[Stored data]
● ● ●

PR #187, opened 2023-03-28
feat: Add List Concatenate Back API support

rishtigupta:


momento-sdk/src/main/java/momento/sdk/ValidationUtils.java
```diff
@@ -12,6 +12,9 @@ final class ValidationUtils {
   static final String A_NON_NULL_KEY_IS_REQUIRED = "A non-null key is required.";
   static final String A_NON_NULL_VALUE_IS_REQUIRED = "A non-null value is required.";
   static final String CACHE_NAME_IS_REQUIRED = "Cache name is required.";
+  static final String LIST_NAME_CANNOT_BE_NULL = "Cache name cannot be null.";
```
nand4011, line 15: Should be list instead of cache

nand4011 (approved):

PR #188, opened 2023-03-28
chore: Add ListFetch API support

rishtigupta:
## PR Description
- Add ListFetch API
- Add corresponding integ tests

## Build

## Issue
#170

### DIFF
--- a/momento-sdk/src/main/java/momento/sdk/ScsDataClient.java
+++ b/momento-sdk/src/main/java/momento/sdk/ScsDataClient.java
@@ -4,6 +4,7 @@ import static io.grpc.Metadata.ASCII_STRING_MARSHALLER;
 import static java.time.Instant.now;
 import static momento.sdk.ValidationUtils.checkCacheNameValid;
 import static momento.sdk.ValidationUtils.checkListNameValid;
+import static momento.sdk.ValidationUtils.checkListSliceStartEndValid;
 import static momento.sdk.ValidationUtils.checkSetNameValid;
 import static momento.sdk.ValidationUtils.ensureValidCacheSet;
 import static momento.sdk.ValidationUtils.ensureValidKey;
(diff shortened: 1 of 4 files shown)


momento-sdk/src/main/java/momento/sdk/ScsDataClient.java
```diff
@@ -678,6 +696,73 @@ public void onFailure(@Nonnull Throwable e) {
...
+          }
+        };
+
+    // Convert returned ListenableFuture to CompletableFuture
+    Futures.addCallback(
+        rspFuture,
+        new FutureCallback<_ListFetchResponse>() {
+          @Override
+          public void onSuccess(_ListFetchResponse rsp) {
+            if (rsp.getListCase().equals(_ListFetchResponse.ListCase.FOUND)) {
```
nand4011, line 728: Can you use rsp.hasFound() instead?

momento-sdk/src/main/java/momento/sdk/messages/CacheListFetchResponse.java
```diff
@@ -0,0 +1,106 @@
...
+    }
+
+    /**
+     * Gets the retrieved values as a byte array.
+     *
+     * @return the values.
+     */
+    public List<byte[]> valueByteArrayList() {
+      List<byte[]> valuesAsByteArray = new ArrayList<>();
+      for (int i = 0; i < values.size(); i++) {
```
nand4011, line 36: Any reason you do it this way vs a stream?
`values.stream().map(ByteString::toByteArray).collect(Collectors.toList()))`
I think a stream can be slower in some cases.

There is also a question of whether we should perform this computation at constructor time vs doing it here vs memoizing it. @gautamomento @malandis any opinions? Guava has a Suppliers.memoize function and we are stuck with a guava dependency.

nand4011 (approved):

PR #189, opened 2023-03-28
feat: Add setAddElement and setFetch methods

nand4011:
Add setAddElement methods for string and byte[] elements.

Add setFetch.

Make seconds and milliseconds methods in CollectionTtl return Optionals because the internal ttl may be null.


rishtigupta (approved):
looks good to me!

PR #190, opened 2023-03-28
feat: Add setAddElements

nand4011:
Add setAddStringElements and setAddByteArrayElements methods. They have different names to avoid the method signatures being the same after type erasure.


rishtigupta (approved):
Could you rebase with main before pushing this commit? I just merged the listFetch API to main.

PR #194, opened 2023-03-29
feat: Add CacheListConcatenateFront API

rishtigupta:
### Commit 1
- Add CacheListConcatenateFront API
- Refactor CacheListConcatenateBack to match the front api
- Add/Refactor integ tests

### Commit 2
- Fix Integer to int for truncateFrontToSize & TruncateBackToSize
- As a result of above, had to split the String and ByteArray function names to avoid methods with same erasure exception
- Add tests to validate that same list can be added to front/back of the list

## Build

## Issue
#170

### DIFF
--- a/momento-sdk/src/intTest/java/momento/sdk/ListTest.java
+++ b/momento-sdk/src/intTest/java/momento/sdk/ListTest.java
@@ -6,15 +6,20 @@ import java.time.Duration;
 import java.util.Arrays;
 import java.util.Collections;
 import java.util.List;
+import momento.sdk.exceptions.InvalidArgumentException;
 import momento.sdk.messages.CacheListConcatenateBackResponse;
+import momento.sdk.messages.CacheListConcatenateFrontResponse;
 import momento.sdk.messages.CacheListFetchResponse;
 import momento.sdk.requests.CollectionTtl;
+import org.assertj.core.api.InstanceOfAssertFactories;
 import org.junit.jupiter.api.AfterEach;
 import org.junit.jupiter.api.BeforeEach;
 import org.junit.jupiter.api.Test;
 
 public class ListTest extends BaseTestClass {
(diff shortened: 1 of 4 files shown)


momento-sdk/src/intTest/java/momento/sdk/ListTest.java
```diff
@@ -231,4 +269,122 @@ public void shouldFetchAllValuesWhenListFetchWithInvalidIndices() {
 
     assertThat(cacheListFetchResponse).isInstanceOf(CacheListFetchResponse.Error.class);
   }
+
+  @Test
+  public void listConcatenateFrontStringHappyPath() {
+    List<String> oldValues = Arrays.asList("val1", "val2", "val3");
```
nand4011, line 275: You don't need to change this now, but we should make sure the same value can appear twice in a list.

momento-sdk/src/main/java/momento/sdk/CacheClient.java
```diff
@@ -506,6 +507,48 @@ public CompletableFuture<CacheListConcatenateBackResponse> listConcatenateBack(
...
+   * @param truncateBackToSize If the list exceeds this length, remove excess from the front of the
+   *     list. Must be positive.
+   * @return Future containing the result of the list concatenate back operation.
+   */
+  public CompletableFuture<CacheListConcatenateFrontResponse> listConcatenateFront(
+      String cacheName,
+      String listName,
+      List<String> values,
+      CollectionTtl ttl,
+      Integer truncateBackToSize) {
```
nand4011, line 527: Why is this an Integer instead of an int?

rishtigupta: I didn't realize I was using Integer here. That was me experimenting before in the list concatenate back api. Let me correct both and push out another rev

nand4011 (approved):
Type erasure is a bummer sometimes. I like your method naming convention better than what I used, so I'll update the set methods to match it.

PR #196, opened 2023-03-29
chore: Remove open telemetry

nand4011:
Remove open telemetry. It could not be used as implemented because it was always set to null.

Remove unused methods from the stubs managers.


nand4011:
This is in response to an earlier misunderstanding on my part: [https://github.com/momentohq/client-sdk-java/pull/182#discussion_r1148031800](url)
I have already removed the tests but I didn't remove the otel functionality at the same time.

rishtigupta (approved):

PR #200, opened 2023-03-30
feat: Add listPushBack API

rishtigupta:
## PR Description
- Add ListPushBack API
- Add corresponding integ tests
- Remove error handling for ttl from functions since building the corresponding requests handle them.

## Build

## Issue
#170

### DIFF
--- a/momento-sdk/src/main/java/momento/sdk/ScsDataClient.java
+++ b/momento-sdk/src/main/java/momento/sdk/ScsDataClient.java
@@ -386,12 +386,17 @@ final class ScsDataClient implements Closeable {
       String cacheName,
       String listName,
       List<String> values,
-      CollectionTtl ttl,
+      @Nullable CollectionTtl ttl,
       int truncateFrontToSize) {
     try {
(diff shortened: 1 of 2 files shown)


momento-sdk/src/main/java/momento/sdk/ScsDataClient.java
```diff
@@ -388,9 +391,7 @@ CompletableFuture<CacheListConcatenateBackResponse> listConcatenateBackString(
     try {
       checkCacheNameValid(cacheName);
       checkListNameValid(listName);
-      if (ttl == null) {
```
nand4011, line 391: Where is this null check being done now?

rishtigupta: When building the requests, we use:
`.setTtlMilliseconds(ttl.toMilliseconds().orElse(itemDefaultTtl.toMillis()))`

which would mean to use the itemDefaultsTtl value if the tt.toMilliseconds is null, right?

nand4011 (approved):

● ● ●

Copy each line of the records above that carries the word "match".

- Refactor CacheListConcatenateBack to match the front api
Type erasure is a bummer sometimes. I like your method naming convention better than what I used, so I'll update the set methods to match it.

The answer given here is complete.